PR #959, opened 2026-06-28
Fix the Windows skip on the 3D-keep-native-window test

yungyuc:
The guard on test_open_3d_keeps_native_window (introduced in PR #952) was wrongly written as skipUnless(GITHUB_ACTIONS or non-Windows). Correct it and avoid the error-prone double negation by using skipIf.

### DIFF
--- a/tests/test_pilot_domain_widget.py
+++ b/tests/test_pilot_domain_widget.py
@@ -647,9 +647,9 @@ class RDomainWidgetManagerTC(unittest.TestCase):
     # Showing the main window with the QRhi primer through the MS WARP (Windows
     # Advanced Rasterization Platform) software rasterizer may fault the
     # headless Windows debug runner with an access violation.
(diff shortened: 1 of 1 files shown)


tests/test_pilot_domain_widget.py
```diff
@@ -647,9 +647,9 @@ def test_setup_primes_rhi_composition(self):
     # Showing the main window with the QRhi primer through the MS WARP (Windows
     # Advanced Rasterization Platform) software rasterizer may fault the
     # headless Windows debug runner with an access violation.
-    @unittest.skipUnless(os.getenv('GITHUB_ACTIONS', False) or
-                         platform.system() != "Windows",
-                         "MS WARP may fault headless Windows debug CI run")
+    @unittest.skipIf(os.getenv('GITHUB_ACTIONS', False) and
```
yungyuc, line 650: The mistake was introduced because I forgot to test it on CI nor ask CI to do it for me.  Use more AI.

PR #964, opened 2026-06-28
Shard the SimpleArray pybind11 wrappers by dtype

### LINKED ISSUE #953: Speed up build time by remove overly large translation unit
`wrap_SimpleArray.cpp` takes the 94% of the wall time in parallel building.  It should be sped up.

## Execution plan

Lift `WrapSimpleArray<T>` and `WrapSimpleCollector<T>` into a `wrap_SimpleArray.hpp`, then add per-dtype units (`wrap_SimpleArray_int.cpp`, `_uint.cpp`, `_float.cpp`, `_complex.cpp`, and so on) that each instantiate one slice and register it. A thin `wrap_SimpleArray` entry function calls each slice.

## Baseline measurement

Measured on a development machine: GCC 16, 16 hardware threads, 30 GB RAM, the devenv dependency prefix (Python 3.14.5, pybind11 2.13.6, Qt 6.11.1). Build type is the project default, `Release` with `DEBUG_SYMBOL=ON`, which compiles every unit with `-O3 -g -DNDEBUG -std=c++23`. The build ran with `-j16` (16 cores).

| Phase | Measurement |
| --- | --- |
| CMake configure | 3.9 s |
| Clean parallel build (`make`, `-j16`) | 208.7 s (3 min 29 s) |
| Average CPU use during the build | 585% (about 5.9 of 16 cores) |
| Peak resident memory | 3.9 GB |
| Sum of all per-unit compile times | 1243.6 s |
| Relink the `.so` after one source change | about 7 s |

The per-translation-unit (per-TU) compile times are extraordinarily skewed. The single slowest unit (`wrap_SimpleArray.cpp`) takes longer than the entire rest of the build combined could be compressed to.

| Translation unit | Compile time | Share of floor |
| --- | --- | --- |
| `buffer/pymod/wrap_SimpleArray.cpp` | 196.1 s | 94% |
| `spacetime/pymod/wrap_spacetime.cpp` | 44.1 s | |
| `universe/pymod/wrap_shape2d.cpp` | 42.5 s | |
| `buffer/pymod/wrap_SimpleArrayPlex.cpp` | 39.8 s | |
| `universe/pymod/wrap_shape1d.cpp` | 37.5 s | |
| `universe/pymod/wrap_World.cpp` | 31.5 s | |
| `toggle/pymod/wrap_Toggle.cpp` | 26.3 s | |
| `solvcon_primary_autogen/mocs_compilation.cpp` | 10.9 s | Qt MOC |

## Root cause is the template-heavy TU

`wrap_SimpleArray.cpp` defines a large pybind11 wrapper template, `WrapSimpleArray<T>`, spanning roughly 630 lines with on the order of 80 `.def(...)` calls, each generating its own lambdas and pybind11 dispatch machinery. At the bottom of the file it instantiates that template, plus the companion `WrapSimpleCollector<T>`, for **every supported dtype**:

```
WrapSimpleArray<bool, int8..int64, uint8..uint64, float, double,
                Complex<float>, Complex<double>>   // 13 dtypes
WrapSimpleCollector<... the same 13 dtypes ...>
```

That is **26 full instantiations of heavyweight pybind11 wrapper classes in one translation unit**, compiled serially by a single `cc1plus` process. GCC must instantiate all of it 26 times back to back. This is a textbook template-instantiation monster TU.

## Prototype results

A prototype sharded `wrap_SimpleArray.cpp` into five per-dtype-family units (bool, int, uint, float, complex) behind a thin entry, and the build was re-measured. Wall time follows `max(slowest unit, total work / cores)`, so the gain depends on core count.

### Many cores speed up

**On the 16-core baseline the clean build is 2x faster.** The monster unit is gone, and the new slowest unit (77 s) sits under the work-over-cores bound, so the build is core-bound rather than gated by one file.

| | Before | After |
| --- | --- | --- |
| Clean build (`-j16`) | 209 s | 106 s |
| Slowest single unit | 196 s | 77 s |
| CPU use | 585% | 1239% |
| Peak memory | 3.9 GB | 1.7 GB |

**But the speedup needs spare cores.** Splitting one unit into six re-parses the shared headers and re-emits the dtype-independent scaffolding several times, so total compile work rises 6.6% (1244 s to 1326 s) and the archive 6.8% (721 MB to 770 MB).

### Few cores slow down

On many cores that extra work hides behind parallelism; on few cores it does not. Measured cold on two pinned cores with `-j2`, the CI runner shape:

| | Pre-sharding | Sharded |
| --- | --- | --- |
| Wall (2 cores) | 596 s | 633 s |
| Peak memory | 3.9 GB | 1.7 GB |

So on a 2-core runner sharding costs 6.2% wall time, tracking the extra work almost exactly. The crossover is around six cores (1244 s of work over the 196 s longest unit): below it sharding costs a little, above it sharding wins and the gain grows with core count.

Two things favor sharding regardless of cores:

1. Peak memory halves at every core count, because no single process now instantiates all 26 wrappers at once, which protects the memory-tight runners (the macOS arm64 runner has 7 GB and swaps under an unbounded `make`).
2. `ccache` (already in CI) makes the duplicated work free after the first build, so the cold-build penalty rarely lands in practice.

yungyuc:
`wrap_SimpleArray.cpp` instantiated the `SimpleArray` and `SimpleCollector` wrappers for all 13 dtypes in one translation unit. That unit took 196 s to compile and, at 94% of the parallel-build floor, gated the whole build. Lift the two templates into wrap_SimpleArray.hpp and instantiate them from per-dtype-family units (bool, int, uint, float, complex) behind a thin `wrap_SimpleArray` entry, so the heavy instantiations compile in parallel instead of serially in one process. The contrib/standalone_buffer smoke build lists the new units too.

The split re-parses the shared headers a few times, so total compile work rises slightly, but no single process now instantiates all 26 wrappers at once: the slowest unit and the peak memory both drop, which also protects the memory-tight CI runners. No change to the module layout or any registered type. The buffer tests pass unchanged.

For issue #953.

### DIFF
--- a/cpp/solvcon/buffer/CMakeLists.txt
+++ b/cpp/solvcon/buffer/CMakeLists.txt
@@ -22,14 +22,24 @@ set(SOLVCON_BUFFER_SOURCES
 set(SOLVCON_BUFFER_PYMODHEADERS
     ${CMAKE_CURRENT_SOURCE_DIR}/pymod/array_common.hpp
     ${CMAKE_CURRENT_SOURCE_DIR}/pymod/buffer_pymod.hpp
+    ${CMAKE_CURRENT_SOURCE_DIR}/pymod/wrap_SimpleArray.hpp
     ${CMAKE_CURRENT_SOURCE_DIR}/pymod/TypeBroadcast.hpp
     ${CMAKE_CURRENT_SOURCE_DIR}/pymod/SimpleArrayCaster.hpp
     CACHE FILEPATH "" FORCE)
 
+# The SimpleArray and SimpleCollector wrappers are instantiated for every
+# dtype. Splitting the instantiations into per-dtype-family units lets the
+# heavy pybind11 template work compile in parallel instead of serially in a
+# single translation unit.
 set(SOLVCON_BUFFER_PYMODSOURCES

.....

Could you transcribe the entries above word for word, from the line with "yungyuc, line 650: The" down to the line with "### LINKED ISSUE", keeping both?

yungyuc, line 650: The mistake was introduced because I forgot to test it on CI nor ask CI to do it for me.  Use more AI.

PR #964, opened 2026-06-28
Shard the SimpleArray pybind11 wrappers by dtype

### LINKED ISSUE #953: Speed up build time by remove overly large translation unit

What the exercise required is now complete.